When you think of farm animals, a pig might immediately jump to mind as a classic example.
It’s true that farmers love and care for pigs every day, but in Texas, wild hogs threaten farmers’ livelihoods. These feral animals were introduced by the Spanish in the 1600s and there are more than 2.5 million of them roaming the Texas plains today.
Feral hogs reproduce quickly — up to two litters of six piglets per year — which means that the population can explode quickly, but it’s not their presence that drives farmers crazy. It’s all the damage they do.
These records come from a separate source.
PR #1009, opened 2025-02-10
docs: add info about default perspective change

bjoerge:
Adds remarks about default perspective change effective from `v2025-02-19`

### DIFF
--- a/README.md
+++ b/README.md
@@ -501,7 +501,7 @@ Perform a query using the given parameters (if any).
 
 ### Using perspectives
 
-The `perspective` option can be used to specify special filtering behavior for queries. The default value is `raw`, which means no special filtering is applied, while [`published`](#published) and [`previewDrafts`](#previewdrafts) can be used to optimize for specific use cases.
+The `perspective` option can be used to specify special filtering behavior for queries. The default value is [`published`](#published) if API version >= v2025-02-19, (if API version is <  v2025-02-19, [`raw`](#raw) is the default). Using the [`published`](#published) perspective will exclude drafts, versions and potential future document variants. Using the [`raw`](#raw) perspective means no special filtering is applied, so it's recommended to apply filtering client side that only includes the variants you want to process.
 
 #### `published`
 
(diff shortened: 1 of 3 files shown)


README.md
```diff
@@ -501,7 +501,7 @@ Perform a query using the given parameters (if any).
 
 ### Using perspectives
 
-The `perspective` option can be used to specify special filtering behavior for queries. The default value is `raw`, which means no special filtering is applied, while [`published`](#published) and [`previewDrafts`](#previewdrafts) can be used to optimize for specific use cases.
+The `perspective` option can be used to specify special filtering behavior for queries. The default value is [`published`](#published) if API version >= v2025-02-19, (if API version is <  v2025-02-19, [`raw`](#raw) is the default). Using the [`published`](#published) perspective will exclude drafts, versions and potential future document variants. Using the [`raw`](#raw) perspective means no special filtering is applied, so it's recommended to apply filtering client side that only includes the variants you want to process.
```
markmichon:
```suggestion
Use the `perspective` option to filter queries from a specific viewpoint. The default value is [`published`](#published) if API version >= v2025-02-19, (if API version is < v2025-02-19, [`raw`](#raw) is the default). Using the [`published`](#published) perspective will exclude drafts, versions, and potential future document variants. Using the [`raw`](#raw) perspective returns all document variants,  so it's recommended to apply additional client side filtering to limit the variants you want to process.
```

Also, should we include perspective stack details here?

bjoerge: Thanks, great suggestions!

Just a minor comment, the original statement that said:
> (...) apply filtering client side that only includes the variants you want to process.

is not equivalent to 
> Use this [perspective=raw] client side to limit the variants you want to process.

Since perspective=raw gives you everything, we want to advice folks to filter out the known variants client side, so their logic won't be affected by potential variants added in the future.

bjoerge: Ah, and yes, we should include the perspective stack here as well. Do you have something already you can use, or do you want me to draft something?

markmichon: > Since perspective=raw gives you everything, we want to advice folks to filter out the known variants client side, so their logic won't be affected by potential variants added in the future.

Ah, bit of a misinterpretation on my end. Since we talk about perspective as a filtering technique, and it's on the client, it's a bit confusing to also mention filtering client side. I've updated the suggestion.

markmichon: > Ah, and yes, we should include the perspective stack here as well. Do you have something already you can use, or do you want me to draft something?

It won't show updates until the release docs go live, but https://www.sanity.io/docs/perspectives includes details on the concept. A "Learn more about using perspectives with Content Releases in the [perspective documentation](https://www.sanity.io/docs/perspectives)." should suffice.

I've been using something like `perspective: ['release-a', 'release-b', 'release-c']` in examples if you want to include an additional code example block just to reassure users that it accepts the different format.

bjoerge: Perfect! Yeah, I see the confusion. I've gradually shifted my mental model of perspectives to less of a filtering technique and more of a layering technique (e.g, perspective=drafts still gives you documents that are published)

bjoerge: Great! I'll draft something based on your links, thanks!

markmichon (approved):

stipsan (approved):

PR #1013, opened 2025-02-10
chore: actually solve edge runtime flake

stipsan:
Seems like a couple of tests have always either failed silently, or failed hard.
By always skipping over them (since nock doesn't work in the edge runtime) the flake is finally gone.


bjoerge (approved):
Thank you!

PR #1026, opened 2025-02-27
fix(docs): make dataset and project related types public

colepeters:
The SDK has a few hooks coming in that work with projects and datasets (https://github.com/sanity-io/sdk/pull/235). These hooks make use of some types from `sanity/client` which are currently marked `@internal` and thus aren't being surfaced in our Typedocs.

This PR just makes those types `@public` so we can surface them in our reference docs :)

### DIFF
--- a/src/types.ts
+++ b/src/types.ts
@@ -1,9 +1,9 @@
 // deno-lint-ignore-file no-empty-interface
 /* eslint-disable @typescript-eslint/no-empty-object-type */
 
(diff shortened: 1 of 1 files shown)


stipsan (approved):
Makes sense to me! I'll change your PR title prefix to `fix(docs):` so that release automation knows it should publish a new version. `docs:` are treated like `chore:` (unfortunately) 🙌

PR #1032, opened 2025-03-12
feat: releases client and document version actions

jordanl17:
[The necessary changes to use the client in studio](https://github.com/sanity-io/sanity/compare/main...refactor/sapp-2460-use-client-actions) (not currently up to date with latest changes)

Based on the server actions for [Versions](https://www.sanity.io/docs/http-actions#8c43ee58aa51) and [Releases](https://www.sanity.io/docs/http-actions#a102448a3a7a)

```
npm install @sanity/client@content-releases
```

> [!NOTE]
> Please don't critique/review the TSDoc comments or the error messages that get thrown yet - this will be followed up to the feature branch in a separate PR where docs will also review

Wild pigs cause up to $52 million in property damage each year. This includes uprooting crops, ramming into farm equipment, and carrying dangerous bacteria that could impact humans.
The population keeps expanding despite organized hunting groups and regulations that even allow hunters to shoot hogs by air.Agriculture Commissioner Sid Miller says of the animals, “They’re so prolific, you can’t hardly keep them in check.”
That’s why Miller introduced a new regulation that allows people to poison the feral hogs with warfarin. The drug stains infected tissue bright blue, so people who hunt hogs will know not to eat a poisoned animal.
The Texas Hog Hunters Association disagrees with this tactic, along with representatives from the Environmental Protection Agency, noting that poisoning hogs can alter the entire ecosystem if other animals eat the poisoned body. This starts a chain reaction of more and more animals being affected.
More than 12,000 hog hunters in the state have signed a petition against the new policy, preferring to find other methods to deal with the issue of destructive hogs.